FIG. 2 is a circuit diagram of a switching circuit of the embodiment of the double superheterodyne AM radio receiver of the present invention.

FIG. 3 is a circuit diagram of another switching circuit of the embodiment of the double superheterodyne AM radio receiver of the present invention.

FIG. 4 is a block diagram of a conventional double superheterodyne AM radio receiver.

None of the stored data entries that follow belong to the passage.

Issue #6513, opened 2019-02-07
Add Reactive Opaque Token Support to Resource Server


jzheaux:
The reactive equivalent for #5200

PR #6519, opened 2019-02-08
Reactive Opaque Token Support

jzheaux:
Fixes: gh-6513

### DIFF
--- a/config/src/main/java/org/springframework/security/config/web/server/ServerHttpSecurity.java
+++ b/config/src/main/java/org/springframework/security/config/web/server/ServerHttpSecurity.java
@@ -16,6 +16,24 @@
 
 package org.springframework.security.config.web.server;
 
+import java.io.IOException;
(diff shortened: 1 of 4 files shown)


config/src/main/java/org/springframework/security/config/web/server/ServerHttpSecurity.java
```diff
@@ -1128,17 +1214,10 @@ public OAuth2ResourceServerSpec and() {
 			}
 
 			protected void configure(ServerHttpSecurity http) {
-				this.bearerTokenServerWebExchangeMatcher.setBearerTokenConverter(bearerTokenConverter);
```
jzheaux: Note that this code was extracted from `JwtSpec` so that it could be executed for `OpaqueTokenSpec` as well.

rwinch:
Thanks for the PR @jzheaux! I have merged this into master

Issue #6483, opened 2019-01-25
ServletOAuth2AuthorizedClientExchangeFilterFunction Does Not Work For Chained Reactive Methods


rwinch:
### Summary

The defaults for ServletOAuth2AuthorizedClientExchangeFilterFunction are performed on the main thread so that ThreadLocal's like SecurityContextHolder and RequestContextHolder can be accessed. The problem is that when chaining occurs, the thread has also chained. This means these defaults cannot be accessed.

An example would be something like this:

```kotlin
override fun getPermissionForDefaultLogin(repositoryRef: RepositoryRef): Mono<Permission> {
    return defaultGitHubLogin()
            // getPermissionsForLogin is deferred to another thread which means defaults cannot be found on the ThreadLocal objects
            .flatMap { login -> getPermissionForLogin(repositoryRef, login) }
}

private fun getPermissionForLogin(repositoryRef: RepositoryRef, login: String): Mono<Permission> {
    return webClient.get()
            .uri("$baseGitHubUrl/repos/${repositoryRef.fullName}/collaborators/$login/permission")
            .attributes(clientRegistrationId("github"))
            .retrieve()
            .bodyToMono<Map<String,Object>>()
            .map { body -> body.get("permission")?.toString()!! }
            .map { p -> Permission(login, p) }
}

private fun defaultGitHubLogin(): Mono<String> {
    return webClient.get()
            .uri("$baseGitHubUrl/user")
            .retrieve()
            .bodyToMono<Map<String,Object>>()
            .map { body -> body.get("login")?.toString() }
}
```

We should find a way to ensure that the defaults are propagated to chained methods (likely using Reactor's context)

PR #6526, opened 2019-02-12
ServletOAuth2AuthorizedClientExchangeFilterFunction supports chaining

jgrandja:
Fixes gh-6483

### DIFF
--- a/oauth2/oauth2-client/src/main/java/org/springframework/security/oauth2/client/web/reactive/function/client/ServletOAuth2AuthorizedClientExchangeFilterFunction.java
+++ b/oauth2/oauth2-client/src/main/java/org/springframework/security/oauth2/client/web/reactive/function/client/ServletOAuth2AuthorizedClientExchangeFilterFunction.java
@@ -16,6 +16,7 @@
 
 package org.springframework.security.oauth2.client.web.reactive.function.client;
 
+import org.reactivestreams.Subscription;
 import org.springframework.http.HttpHeaders;
 import org.springframework.http.HttpMethod;
 import org.springframework.http.MediaType;
@@ -44,8 +45,12 @@ import org.springframework.web.reactive.function.client.ClientResponse;
 import org.springframework.web.reactive.function.client.ExchangeFilterFunction;
 import org.springframework.web.reactive.function.client.ExchangeFunction;
 import org.springframework.web.reactive.function.client.WebClient;
+import reactor.core.CoreSubscriber;
+import reactor.core.publisher.Hooks;
 import reactor.core.publisher.Mono;
+import reactor.core.publisher.Operators;
 import reactor.core.scheduler.Schedulers;
+import reactor.util.context.Context;
 
 import javax.servlet.http.HttpServletRequest;
 import javax.servlet.http.HttpServletResponse;
@@ -108,6 +113,8 @@ public final class ServletOAuth2AuthorizedClientExchangeFilterFunction implement
 	private static final String HTTP_SERVLET_REQUEST_ATTR_NAME = HttpServletRequest.class.getName();
 	private static final String HTTP_SERVLET_RESPONSE_ATTR_NAME = HttpServletResponse.class.getName();
 
+	private static final String REQUEST_CONTEXT_OPERATOR_KEY = RequestContextSubscriber.class.getName();
+
 	private Clock clock = Clock.systemUTC();
 
 	private Duration accessTokenExpiresSkew = Duration.ofMinutes(1);
@@ -123,11 +130,14 @@ public final class ServletOAuth2AuthorizedClientExchangeFilterFunction implement
 
 	private String defaultClientRegistrationId;
 
-	public ServletOAuth2AuthorizedClientExchangeFilterFunction() {}
+	public ServletOAuth2AuthorizedClientExchangeFilterFunction() {
+		Hooks.onLastOperator(REQUEST_CONTEXT_OPERATOR_KEY, Operators.lift((s, sub) -> createRequestContextSubscriber(sub)));
+	}
 
 	public ServletOAuth2AuthorizedClientExchangeFilterFunction(
 			ClientRegistrationRepository clientRegistrationRepository,
 			OAuth2AuthorizedClientRepository authorizedClientRepository) {
+		this();
 		this.clientRegistrationRepository = clientRegistrationRepository;
 		this.authorizedClientRepository = authorizedClientRepository;
 	}
@@ -266,13 +276,34 @@ public final class ServletOAuth2AuthorizedClientExchangeFilterFunction implement
 
 	@Override
 	public Mono<ClientResponse> filter(ClientRequest request, ExchangeFunction next) {
-		Optional<OAuth2AuthorizedClient> attribute = request.attribute(OAUTH2_AUTHORIZED_CLIENT_ATTR_NAME)
-				.map(OAuth2AuthorizedClient.class::cast);
-		return Mono.justOrEmpty(attribute)
-				.flatMap(authorizedClient -> authorizedClient(request, next, authorizedClient))
+		return Mono.just(request)
+				.filter(req -> req.attribute(OAUTH2_AUTHORIZED_CLIENT_ATTR_NAME).isPresent())
+				.switchIfEmpty(mergeRequestAttributesFromContext(request))
+				.filter(req -> req.attribute(OAUTH2_AUTHORIZED_CLIENT_ATTR_NAME).isPresent())
+				.flatMap(req -> authorizedClient(req, next, getOAuth2AuthorizedClient(req.attributes())))
 				.map(authorizedClient -> bearer(request, authorizedClient))
 				.flatMap(next::exchange)
 				.switchIfEmpty(next.exchange(request));
+	}
+
+	private Mono<ClientRequest> mergeRequestAttributesFromContext(ClientRequest request) {
+		return Mono.just(ClientRequest.from(request))
+				.flatMap(builder -> Mono.subscriberContext()
+						.map(ctx -> builder.attributes(attrs -> populateRequestAttributes(attrs, ctx))))
+				.map(ClientRequest.Builder::build);
+	}
+
+	private void populateRequestAttributes(Map<String, Object> attrs, Context ctx) {
+		if (ctx.hasKey(HTTP_SERVLET_REQUEST_ATTR_NAME)) {
+			attrs.putIfAbsent(HTTP_SERVLET_REQUEST_ATTR_NAME, ctx.get(HTTP_SERVLET_REQUEST_ATTR_NAME));
+		}
+		if (ctx.hasKey(HTTP_SERVLET_RESPONSE_ATTR_NAME)) {
+			attrs.putIfAbsent(HTTP_SERVLET_RESPONSE_ATTR_NAME, ctx.get(HTTP_SERVLET_RESPONSE_ATTR_NAME));
+		}
+		if (ctx.hasKey(AUTHENTICATION_ATTR_NAME)) {
+			attrs.putIfAbsent(AUTHENTICATION_ATTR_NAME, ctx.get(AUTHENTICATION_ATTR_NAME));
+		}
+		populateDefaultOAuth2AuthorizedClient(attrs);
 	}
 
 	private void populateDefaultRequestResponse(Map<String, Object> attrs) {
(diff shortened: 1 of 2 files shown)


jgrandja:
@rwinch A couple of things for you to consider during the review.

- Do we need to add `Hooks.resetOnLastOperator()`
- I noticed that `RequestContextSubscriber` is instantiated a few times along with the call to `currentContext()`...I'm wondering if this behaviour is expected? Please double check this on your end.

oauth2/oauth2-client/src/main/java/org/springframework/security/oauth2/client/web/reactive/function/client/ServletOAuth2AuthorizedClientExchangeFilterFunction.java
```diff
@@ -268,11 +289,41 @@ public void setAccessTokenExpiresSkew(Duration accessTokenExpiresSkew) {
 	public Mono<ClientResponse> filter(ClientRequest request, ExchangeFunction next) {
 		Optional<OAuth2AuthorizedClient> attribute = request.attribute(OAUTH2_AUTHORIZED_CLIENT_ATTR_NAME)
 				.map(OAuth2AuthorizedClient.class::cast);
-		return Mono.justOrEmpty(attribute)
-				.flatMap(authorizedClient -> authorizedClient(request, next, authorizedClient))
-				.map(authorizedClient -> bearer(request, authorizedClient))
-				.flatMap(next::exchange)
-				.switchIfEmpty(next.exchange(request));
+		if (!attribute.isPresent()) {
```
rwinch: This code is the same as the else block. It should be able to be restructured like: try and get the authorized client, if not there default it, process (same process in either case).

oauth2/oauth2-client/src/main/java/org/springframework/security/oauth2/client/web/reactive/function/client/ServletOAuth2AuthorizedClientExchangeFilterFunction.java
```diff
@@ -268,11 +289,41 @@ public void setAccessTokenExpiresSkew(Duration accessTokenExpiresSkew) {
...
+	}
+
+	private Mono<ClientRequest> mergeRequestAttributesFromContext(ClientRequest request) {
+		return Mono.just(ClientRequest.from(request))
+				.flatMap(builder -> Mono.subscriberContext()
+						.map(ctx -> builder.attributes(attrs -> populateRequestAttributes(attrs, ctx))))
+				.map(ClientRequest.Builder::build);
+	}
+
+	private void populateRequestAttributes(Map<String, Object> attrs, Context ctx) {
```
rwinch: Do we want `Context` to override potentially existing `attrs`?

oauth2/oauth2-client/src/main/java/org/springframework/security/oauth2/client/web/reactive/function/client/ServletOAuth2AuthorizedClientExchangeFilterFunction.java
```diff
@@ -169,9 +176,23 @@ public void setDefaultClientRegistrationId(String clientRegistrationId) {
 	 * @return the {@link Consumer} to configure the builder
 	 */
 	public Consumer<WebClient.Builder> oauth2Configuration() {
+		Hooks.onLastOperator(REQUEST_CONTEXT_OPERATOR_KEY, Operators.lift((s, sub) -> createRequestContextSubscriber(sub)));
```
rwinch: We can make this implement DisposableBean to clean up the hooks

oauth2/oauth2-client/src/main/java/org/springframework/security/oauth2/client/web/reactive/function/client/ServletOAuth2AuthorizedClientExchangeFilterFunction.java
jgrandja: I original had `attrs.putIfAbsent()` but didn't see any reason for it. Do you anticipate a potential issue with overriding? The attributes in the `Context` will always be what the filter needs so I don't see any issue with this. What do you think?

oauth2/oauth2-client/src/main/java/org/springframework/security/oauth2/client/web/reactive/function/client/ServletOAuth2AuthorizedClientExchangeFilterFunction.java
jgrandja: Not sure I understand? The `ExchangeFilterFunction` would not really be a `@Bean`. The `WebClient` would be but that's not always the case either. What were you thinking exactly?

oauth2/oauth2-client/src/main/java/org/springframework/security/oauth2/client/web/reactive/function/client/ServletOAuth2AuthorizedClientExchangeFilterFunction.java
jgrandja: Applied in latest commit

oauth2/oauth2-client/src/main/java/org/springframework/security/oauth2/client/web/reactive/function/client/ServletOAuth2AuthorizedClientExchangeFilterFunction.java
jgrandja: Applied `putIfAbsent()`

jgrandja:
@rwinch Test has ben added and applied all feedback comments except for this [comment](https://github.com/spring-projects/spring-security/pull/6526#discussion_r256170728). I'll apply that after you reply with more detail.

oauth2/oauth2-client/src/main/java/org/springframework/security/oauth2/client/web/reactive/function/client/ServletOAuth2AuthorizedClientExchangeFilterFunction.java
rwinch: My concern was if someone had a custom `Authentication` they were working with, it might be explicitly set as an attribute. Perhaps this is so that a global access token is used for client_credentials access tokens.

oauth2/oauth2-client/src/main/java/org/springframework/security/oauth2/client/web/reactive/function/client/ServletOAuth2AuthorizedClientExchangeFilterFunction.java
rwinch: We need a way to clean up the Hooks and a DisposableBean makes a lot of sense for that reason. Why wouldn't/couldn't it be a Bean? How would you clean it up?

oauth2/oauth2-client/src/main/java/org/springframework/security/oauth2/client/web/reactive/function/client/ServletOAuth2AuthorizedClientExchangeFilterFunction.java
jgrandja: I see. Ok so `putIfAbsent()` is needed...and it was updated in latest commit

oauth2/oauth2-client/src/main/java/org/springframework/security/oauth2/client/web/reactive/function/client/ServletOAuth2AuthorizedClientExchangeFilterFunction.java
jgrandja: I agree `DisposableBean` is an option and yes we need to cleanup/release the Hook. I just don't understand who would be responsible for registering the `ExchangeFilterFunction` as a `@Bean`? Would this be required by the user to register? What if they don't register it? Am I missing something from what you are suggesting?

rwinch: The user is already in charge of creating the `ExchangeFilterFunction` and registering it with the `WebClient`. This just means they should create it as a `Bean`.

If they forget, then it is the same problem as any other `DisposableBean` that they didn't register as a Bean. Things end up in an inconsistent state. This scenario is really more important when the JVM process runs longer than the ApplicationContext (i.e. tests) I doubt it will cause a lot of issues, but it is not semantically correct to leave the Hook registered.

If you don't think DisposableBean is a good idea, what do you think we should do to ensure it gets cleaned up?

jgrandja: > This just means they should create it as a `Bean`.

As a user I would question why do I need to register it as a `@Bean`?

> then it is the same problem as any other `DisposableBean` that they didn't register as a Bean

Yes but if the user is registering a user-defined `@Bean` and they have implemented a cleanup/release of resources than they know why they need to register it as a `@Bean`. With the `ExchangeFilterFunction`, the framework is doing the cleanup so it's not as obvious to them that they need to register it. It will have to be well documented so it's not missed.

> it is not semantically correct to leave the Hook registered.

Agreed, or else the `Context` will contain the request attributes for every sequence created which is not good.

We need to do something for sure. I'm thinking `PostConstruct` instead of `DisposableBean` since the framework recommends this approach as well. What do you think?

jgrandja:
Merged via 0c27f64

oauth2/oauth2-client/src/main/java/org/springframework/security/oauth2/client/web/reactive/function/client/ServletOAuth2AuthorizedClientExchangeFilterFunction.java
```diff
@@ -498,4 +542,55 @@ private UnsupportedOperationException unsupported() {
...
+			this.authentication = authentication;
+		}
+
+		@Override
+		public Context currentContext() {
+			Context context = this.delegate.currentContext();
+			if (context.hasKey(CONTEXT_DEFAULTED_ATTR_NAME)) {
+				return context;
+			}
+			return Context.of(
```
robotmrv: @jgrandja @rwinch   
This subscriber applies for each reactive chain by Hooks.onLastOperator() globally  
Context does not alllow null values (see https://github.com/reactor/reactor-core/pull/1800)  
what if Mono.subscribe()/block() is executed out of security or web context (rabbitmq listener or just some scheduled task...)?

robotmrv: Context javadoc states 
```
 * Note that contexts are optimized for low cardinality key/value storage, and a user
 * might want to associate a dedicated mutable structure to a single key to represent his
 * own context instead of using multiple {@link #put}, which could be more costly.
 * Past five user key/value pair, the {@link Context} will use a copy-on-write
 * implementation backed by a new {@link java.util.Map} on each {@link #put}.
```
https://github.com/reactor/reactor-core/blob/master/reactor-core/src/main/java/reactor/util/context/Context.java#L36-L44

but this subscriber creates 4 keys (occupies almost all "optimmized" implementations of Context) 
and as far as I understand `CONTEXT_DEFAULTED_ATTR_NAME` key is just a marker  

maybe it would be better to put all this attrs into some holder so you can reduce number of keys from 4 to 1. And it allows remove extra `CONTEXT_DEFAULTED_ATTR_NAME`

rwinch: @robotmrv Thanks for the report. Can you create a ticket or a a PR for this?

robotmrv: @rwinch 
I've created new issue 
please see https://github.com/spring-projects/spring-security/issues/7228

robotmrv: and here is PR https://github.com/spring-projects/spring-security/pull/7235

FIG. 5 is a circuit diagram of a low-pass filter of a conventional double superheterodyne AM radio receiver.

[Explanation of symbols]

 DESCRIPTION OF SYMBOLS 1 Antenna 2 Field effect transistor 4 1st frequency mixer 5 1st local oscillator 6 1st intermediate frequency amplifier 7 2nd frequency mixer 8 2nd local oscillator 9 2nd intermediate frequency amplifier 13 Switching circuit

──────────────────────────────────────────────────続 き Continuing on the front page (72) Inventor Takeshi Kasahara 18th Gomigaya, Oaza, Tsurugashima-shi, Saitama Toko Co., Ltd., Saitama Office Inside the Saitama Works Co., Ltd. (72) Inventor Yukio Suzuki 18th Gomigaya, Tsurugashima-shi, Saitama Prefecture Toko Co., Ltd. Saitama Works (56) References JP-A-3-276924 (JP, A) JP-A Sho 62- 13129 (JP, A) JP-A-52-135609 (JP, A) JP-A-7-2833753 (JP, A) JP-A-7-283693 (JP, A) JP-A-7-297743 (JP, A) (58) Field surveyed (Int.Cl. ⁷ , DB name) H04B 1/26 H04B 1/10 H03J 5/24

Claims (4)

(57) [Claims] In a double superheterodyne AM radio receiver in which a frequency of an intermediate frequency signal is converted to be higher than a reception frequency in a first frequency conversion section for obtaining an initial intermediate frequency signal, an amplitude modulated wave from an antenna is converted. A double superheterodyne AM radio receiver, wherein a switching circuit forming a low-pass filter or a high-frequency tuning circuit is connected between a high-frequency amplifier circuit that amplifies in a non-tuned manner and the first frequency conversion unit. 2. A switching circuit comprising: a coil electrically coupled to a high-frequency amplifier circuit; a first capacitor connected between one end of the coil and the ground; and a first capacitor connected in parallel to the first capacitor. A transistor, a series circuit including a second capacitor and a second transistor connected between the other end of the coil and the ground, and a variable capacitance diode;
The double superheterodyne AM radio receiver according to claim 1 , wherein a low-pass filter or a high-frequency tuning circuit is formed by a conduction state of the first and second transistors. 3. The transformer according to claim 1, wherein the switching circuit comprises: a transformer having one end of a primary coil connected to a high-frequency amplifier circuit;
A first capacitor connected between one end of the secondary coil and ground; a first transistor connected in parallel to the first capacitor; a first capacitor connected between the other end of the secondary coil of the transformer and ground. A variable capacitance diode and a second capacitor, and a second transistor connected between the other end of the primary coil and one end of the secondary coil of the transformer. 2. A low-pass filter or a high-frequency tuning circuit is formed by the conduction state of the transistor.
2. A double superheterodyne AM radio receiver according to 1. 4. The switching circuit comprises a high-frequency tuning circuit when a medium-wave band amplitude modulated wave is received, and a low-pass filter when a long-wave band amplitude modulated wave is received. A double superheterodyne AM radio receiver according to any one of claims 1, 2 and 3.